To maximize profit, we take the derivative of the profit function and set it equal to zero:

$\dfrac{d\text{(Profit)}}{dq} = \dfrac{dR}{dq} - \dfrac{dC}{dq} = 0$

This gives the quantity $q^*$ that maximizes profit.

Example 1: Marginal Revenue and Cost

The total cost function is $C(q) = 3q^3 + 5q^2 + 2q + 10$, and the total revenue function is $R(q) = 20q^2 + 50q$. Find the marginal cost and marginal revenue at $q = 2$.

Solution:

To find the marginal cost and marginal revenue, we differentiate the total cost and revenue functions:

• Marginal Cost: $MC = \dfrac{dC}{dq} = 9q^2 + 10q + 2$
• Marginal Revenue: $MR = \dfrac{dR}{dq} = 40q + 50$

Substitute $q = 2$ into both expressions:

• $MC(2) = 9(2)^2 + 10(2) + 2 = 36 + 20 + 2 = 58$
• $MR(2) = 40(2) + 50 = 80 + 50 = 130$

Thus, the marginal cost at $q = 2$ is 58, and the marginal revenue is 130.

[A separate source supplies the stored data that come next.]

PR #252, opened 2021-05-03
Fix wrong dotty benchmark parameter and update dotty to use scratch directory

### LINKED ISSUE #251: Dotty benchmark is failing on master
As one can see in the Travis job (and that I can reproduce locally), the failure is:

```
====== dotty (scala-dotty) [test], iteration 0 started ======
GC before operation: completed in 38.139 ms, heap usage 62.500 MB -> 9.634 MB.
-- [E161] Naming Error: target/dotty/src/implicit-scope-loop.scala:4:6 ---------
4 |trait A[T] extends B
  |^^^^^^^^^^^^^^^^^^^^
  |A is already defined as class A in target/dotty/src/compound.scala
-- [E161] Naming Error: target/dotty/src/implicit-scope-loop.scala:5:6 ---------
5 |trait B extends Dummy[A[Int]]
  |^^^^^^^^^^^^^^^^^^^^^^^^^^^^^
  |B is already defined as class B in target/dotty/src/compound.scala
-- [E161] Naming Error: target/dotty/src/implicit-scope-loop.scala:11:0 --------
11 |object Test {
   |^
   |Test is already defined as object Test in target/dotty/src/conformsWild.scala
-- [E161] Naming Error: target/dotty/src/implicitNums.scala:1:0 ----------------
1 |object Test {
  |^
  |Test is already defined as object Test in target/dotty/src/conformsWild.scala
-- [E161] Naming Error: target/dotty/src/inf.scala:1:0 -------------------------
1 |object Test {
  |^
  |Test is already defined as object Test in target/dotty/src/conformsWild.scala
-- [E161] Naming Error: target/dotty/src/interfaceObject.scala:1:6 -------------
1 |trait A{
  |^
  |A is already defined as class A in target/dotty/src/compound.scala
2 |  object O
3 |}
-- [E161] Naming Error: target/dotty/src/interfaceObject.scala:4:6 -------------
4 |class B extends A {
  |^
  |B is already defined as class B in target/dotty/src/compound.scala
5 |  def foo = O
6 |}
-- [E161] Naming Error: target/dotty/src/tcpoly_overloaded.scala:12:6 ----------
12 |trait Test {
   |^
   |Test is already defined as class Test in target/dotty/src/compound.scala
13 |  def moo: MList[Int]
14 |  class MList[T](el: T) extends Monad[T, List, [X] =>> Any] {
15 |    def flatMap[S <: RBound[S], RContainer[x <: RBound[x]], RBound[_],
16 |            Result[x <: RBound[x]] <: Monad[x, RContainer, RBound]]
17 |            (f: T => Result[S]): Result[S] = sys.error("foo")
18 |    def flatMap[S <: RBound[S], RContainer[x <: RBound[x]], RBound[_],
19 |            Result[x <: RBound[x]] <: Monad[x, RContainer, RBound]]
20 |            (f: T => Result[S], foo: String): Result[S]  = sys.error("foo")
21 |    def flatMap[S]
22 |            (f: T => List[S], foo: Int): List[S]  = sys.error("foo")
23 |  }
24 |  val l: MList[String] = moo.flatMap[String, List, [X] =>> Any, MList]((x: Int) => new MList("String"))
25 |}
-- [E161] Naming Error: target/dotty/src/tcpoly_variance_pos.scala:1:6 ---------
1 |class A[m[+x]] {
  |^
  |A is already defined as class A in target/dotty/src/compound.scala
2 | def str: m[Object] = sys.error("foo")
3 |}
-- [E161] Naming Error: target/dotty/src/tcpoly_variance_pos.scala:5:6 ---------
5 |class B[m[+x]] extends A[m] {
  |^
  |B is already defined as class B in target/dotty/src/compound.scala
6 | override def str: m[String]  = sys.error("foo")
7 |}
-- [E161] Naming Error: target/dotty/src/tparam_inf.scala:14:0 -----------------
14 |object Test {
   |^
   |Test is already defined as object Test in target/dotty/src/conformsWild.scala
-- [E161] Naming Error: target/dotty/src/wildcardBoundInference.scala:35:6 -----
35 |class Test {
   |^
   |Test is already defined as class Test in target/dotty/src/compound.scala
36 |  class MyExist extends ExistF[MyExist]
37 |  // SI-8197, SI-6169: java infers the bounds of existentials, so we have to as well now that SI-1786 is fixed...
38 |  def stringy: Exist[_ <: String] = (new Exist[String]).foo
39 |  // def fbounded: (ExistF[t] forSome {type t <: ExistF[t] }) = (new MyExist).foo
40 |  def indir: ExistIndir[_ <: String, _ <: String] = (new ExistIndir[String, String]).foo
41 |}
-- [E161] Naming Error: target/dotty/src/conformsWild.scala:1:0 ----------------
1 |object Test {
  |^
  |Test clashes with class Test in target/dotty/src/compound.scala; the two must be defined together
-- [E161] Naming Error: target/dotty/src/implicit-scope-loop.scala:6:0 ---------
6 |object B {
  |^
  |B clashes with class B in target/dotty/src/compound.scala; the two must be defined together
14 errors found
WARNING: This benchmark provides no result that can be validated.
         There is no way to check that no silent failure occurred.
====== dotty (scala-dotty) [test], iteration 0 completed (4279.592 ms) ======
```
https://travis-ci.org/github/renaissance-benchmarks/renaissance/jobs/768860765

As mentioned in #242, there is the plan to replace the scala sources to compile. So hopefully the error goes away just by doing this.

Looks like result validation could have helped catch that though :D
```
WARNING: This benchmark provides no result that can be validated.
         There is no way to check that no silent failure occurred.
```

lbulej:
This happens to do two things.

- First of all, it fixes #251 which was a result of introducing the `batch_compilation` benchmark parameter with a wrong default. The batch compilation was never meant for the testing sources we currently use because they use conflicting names and the files are meant to be compiled one by one.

Example 2: Elasticity of Demand

The demand function is given by $Q = 50 - 2P$, where $Q$ is the quantity demanded and $P$ is the price. Find the price elasticity of demand at $P = 10$.

Solution:

First, find the derivative of the demand function:

$\dfrac{dQ}{dP} = -2$

Now, substitute $P = 10$ into the demand function to find $Q$:

$Q = 50 - 2(10) = 30$

Now calculate the price elasticity of demand:

$E_d = \dfrac{dQ}{dP} \times \dfrac{P}{Q} = -2 \times \dfrac{10}{30} = -\dfrac{2}{3}$

Thus, the price elasticity of demand at $P = 10$ is $-\dfrac{2}{3}$.

Example 3: Profit Maximization

The total cost function is $C(q) = 2q^2 + 10q + 100$ and the total revenue function is $R(q) = 20q - q^2$. Find the quantity $q^*$ that maximizes profit.

Solution:

Profit is given by:

$\text{Profit} = R(q) - C(q)$

So, the profit function is:

$\text{Profit}(q) = (20q - q^2) - (2q^2 + 10q + 100)$

Simplify:

$\text{Profit}(q) = -3q^2 + 10q - 100$

Now, differentiate the profit function with respect to $q$:

$\dfrac{d\text{(Profit)}}{dq} = -6q + 10$

Set the derivative equal to zero to find the critical points:

$-6q + 10 = 0$

$q = \dfrac{10}{6} = \dfrac{5}{3}$

Thus, the quantity $q^*$ that maximizes profit is $\dfrac{5}{3}$.

Example 4: Marginal Profit Calculation

The cost function is $C(q) = 4q^3 - 5q^2 + 10q$, and the revenue function is $R(q) = 8q^2 + 20q$. Find the marginal profit at $q = 3$.

Solution:

Profit is the difference between revenue and cost:

$\text{Profit}(q) = R(q) - C(q)$

$\text{Profit}(q) = (8q^2 + 20q) - (4q^3 - 5q^2 + 10q)$

Simplify:

$\text{Profit}(q) = -4q^3 + 13q^2 + 10q$

Now, differentiate the profit function with respect to $q$:

$\dfrac{d\text{(Profit)}}{dq} = -12q^2 + 26q + 10$

Substitute $q = 3$:

$\dfrac{d\text{(Profit)}}{dq} = -12(3)^2 + 26(3) + 10 = -108 + 78 + 10 = -20$

Thus, the marginal profit at $q = 3$ is $-20$.